With all that in mind, the most progress seen in the current OWASP Top 10 is with threat modeling and secure-by-design principles. There is a general uptick in these elements being properly addressed in the planning and design phase of software that has been reflected by some movement of categories up and down the board.

OWASP Top 10 surveys over two million apps

The current OWASP Top 10 is based on data for over 2.8 million apps donated by a variety of large cybersecurity firms, along with a survey circulated to security professionals. The analysis of apps necessarily lags behind the most current trends, so the survey helps to provide a more recent picture of the threat landscape.

But it appears you can set your watch to access control issues being a leading problem, no matter what else changes. The report finds 3.73% of the analyzed apps impacted by the #1 category of flaws; some examples of how this manifests is the ability to “brute force” guess URL or user ID numbers, or ways to obtain permissions without passing access control checks. This category was also given a boost by having the server-side request forgery category, formerly the #10 seed, merged into it.

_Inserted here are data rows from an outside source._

PR #4066, opened 2025-07-24
misc: add invoice payment link generation GQL mutation

ansmonjol:
## Context

API users are allowed to download a payment url for invoices, under conditions. This is not permitted through the UI

## Description

This PR adds a new GQL mutation to allow calling the GeneratePaymentUrlService and retrieve the link


app/graphql/mutations/invoices/generate_payment_url.rb
```diff
@@ -0,0 +1,26 @@
...
+      REQUIRED_PERMISSION = "invoices:update"
+
+      description "Generates a payment URL for an invoice"
+
+      argument :invoice_id, ID, required: true
+
+      field :payment_url, String, null: true
+
+      def resolve(invoice_id:)
+        invoice = current_organization.invoices.find_by(id: invoice_id)
```
groyoh: Should we keep the same logic as the API:

```suggestion
        invoice = current_organization.invoices.visible.includes(:customer).find_by(id: invoice_id)
```

?

spec/graphql/mutations/invoices/generate_payment_url_spec.rb
```diff
@@ -0,0 +1,83 @@
...
+        }
+      }
+    )
+
+    result_data = result["data"]["generatePaymentUrl"]
+
+    aggregate_failures do
+      expect(result_data["paymentUrl"]).to eq("https://payment.example.com/pay/123")
+      expect(Invoices::Payments::GeneratePaymentUrlService).to have_received(:call).with(invoice:)
+    end
```
groyoh: `aggregate_failures` is the default :

```suggestion
    expect(result_data["paymentUrl"]).to eq("https://payment.example.com/pay/123")
    expect(Invoices::Payments::GeneratePaymentUrlService).to have_received(:call).with(invoice:)
```

spec/graphql/mutations/invoices/generate_payment_url_spec.rb
```diff
@@ -0,0 +1,83 @@
...
+
+  before do
+    allow(Invoices::Payments::GeneratePaymentUrlService).to receive(:call).and_return(service_result)
+  end
+
+  it_behaves_like "requires current user"
+  it_behaves_like "requires current organization"
+  it_behaves_like "requires permission", "invoices:update"
+
+  it "generates a payment URL for the invoice" do
```
groyoh, line 36: You could maybe add a test for when the invoice is not found.

app/graphql/mutations/invoices/generate_payment_url.rb
ansmonjol: Oh yeah indeed. I didn't really get this query but we must follow the same pattern yep. Will update

ansmonjol: Done!

spec/graphql/mutations/invoices/generate_payment_url_spec.rb
ansmonjol: Done!

spec/graphql/mutations/invoices/generate_payment_url_spec.rb
ansmonjol: Done!

PR #4068, opened 2025-07-25
chore(gql): update plan entitlements directly in Plan update mutation

julienbourdeau:
* Allow plan entitlements to be sent as part of the PlanInput object. I initially made it into a separate mutation.

* I improved the value validation because sending valid data as string should be considered valid... and because this is how graphql send them 😄 

* Fixed the `::Entitlement::SubscriptionEntitlementsUpdateService` since it wasn't used un `partial: false` yet.

* Add ability to modify subscriptions entitlements in the subscription update mutation.

### DIFF
--- a/app/services/entitlement/subscription_entitlements_update_service.rb
+++ b/app/services/entitlement/subscription_entitlements_update_service.rb
@@ -120,9 +120,7 @@ module Entitlement
 
         # if the feature was previously removed, we restore it
         removal = subscription.entitlement_removals.find { it.entitlement_feature_id == feature.id }
-        if removal
-          removal.discard!
-        end
+        removal&.discard!
 
         entitlement = subscription.entitlements.includes(:values).find { it.entitlement_feature_id == feature.id }
 
--- a/spec/services/entitlement/subscription_entitlements_update_service-partial_spec.rb
+++ b/spec/services/entitlement/subscription_entitlements_update_service-partial_spec.rb
@@ -62,7 +62,7 @@ RSpec.describe Entitlement::SubscriptionEntitlementsUpdateService, type: :servic
     it "creates the entitlement with correct values and leave existing untouched" do
       result
 
-      expect(entitlement.reload.values.map(&:value)).to eq(["100", "t"])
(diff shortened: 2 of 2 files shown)


app/graphql/mutations/plans/update.rb
```diff
@@ -13,12 +13,29 @@ class Update < BaseMutation
...
         args[:charges].map!(&:to_h)
         plan = context[:current_user].plans.find_by(id: args[:id])
 
         result = ::Plans::UpdateService.call(plan:, params: args)
-        result.success? ? result.plan : result_error(result)
+
+        return result_error(result) unless result.success?
+
+        if entitlements.present? && License.premium?
+          result = ::Entitlement::PlanEntitlementsUpdateService.call(
```
groyoh, line 25: Shoulnd't you use a transaction ?

app/services/entitlement/subscription_entitlements_update_service.rb
```diff
@@ -56,7 +56,31 @@ def call
     attr_reader :organization, :subscription, :entitlements_params, :partial
     alias_method :partial?, :partial
 
+    def full?
```
groyoh, line 61: 👍

app/services/entitlement/subscription_entitlements_update_service.rb
```diff
@@ -56,7 +56,31 @@ def call
...
+      plan_entitlements.each do |entitlement|
+        SubscriptionFeatureRemoval.create!(
+          organization: subscription.organization,
+          feature: entitlement.feature,
+          subscription: subscription
+        )
+      end
+    end
+
     def delete_missing_entitlements
```
groyoh: I'm missing something. Is this still used ?

julienbourdeau: oh no, it should be remvoed!

app/graphql/mutations/plans/update.rb
julienbourdeau: that is a good point 🤔 I'm tempted to start without the transaction

PR #4070, opened 2025-07-25
Fix(payments): Allow manual payments only for finalized and open invoices

annvelents:
## Context

Right now we only check if invoice is draft, but if invoice doesn't have taxes, we cannot say if invoice is paid or not, so we shouldn't allow to record payments for the invoice. As well as it does not make sence to record payments for invoices that are already voided, especially because we're giving an option for voided invoices to refund a customer back

## Description

Added a check for invoice status before accepting a manual payment

### DIFF
--- a/spec/services/payments/manual_create_service_spec.rb
+++ b/spec/services/payments/manual_create_service_spec.rb
@@ -18,10 +18,8 @@ RSpec.describe Payments::ManualCreateService, type: :service do
       it "returns forbidden failure" do
         result = service.call
 
-        aggregate_failures do
-          expect(result).not_to be_success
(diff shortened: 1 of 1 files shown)


spec/services/payments/manual_create_service_spec.rb
```diff
@@ -41,6 +41,19 @@
         end
       end
 
+      context "when invoice is in status that does not allow manual payment" do
+        let(:invoice) { create(:invoice, :draft, customer:, organization:) }
+
+        it "returns forbidden failure" do
+          result = service.call
+
+          aggregate_failures do
```
groyoh: I believe there's no need for aggregate failure as it's the default.

groyoh (approved):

Much of the rest of the list is steady in rankings from OWASP Top 10 2021, with “security configurations” making the biggest jump (from #5 to #2). The former #2-4 spots slid down uniformly to #4-6. The new #3 position belongs to software supply chain failures, which is a revision of the former “vulnerable and outdated components” category that moved up from its previous ranking after being refined.

One final point of interest is a new category coming into the #10 position that was vacated by the “access controls” merger. The new category is “mishandling of exceptional conditions,” which addresses an assortment of abnormal conditions such as failure to open or incorrect error handling.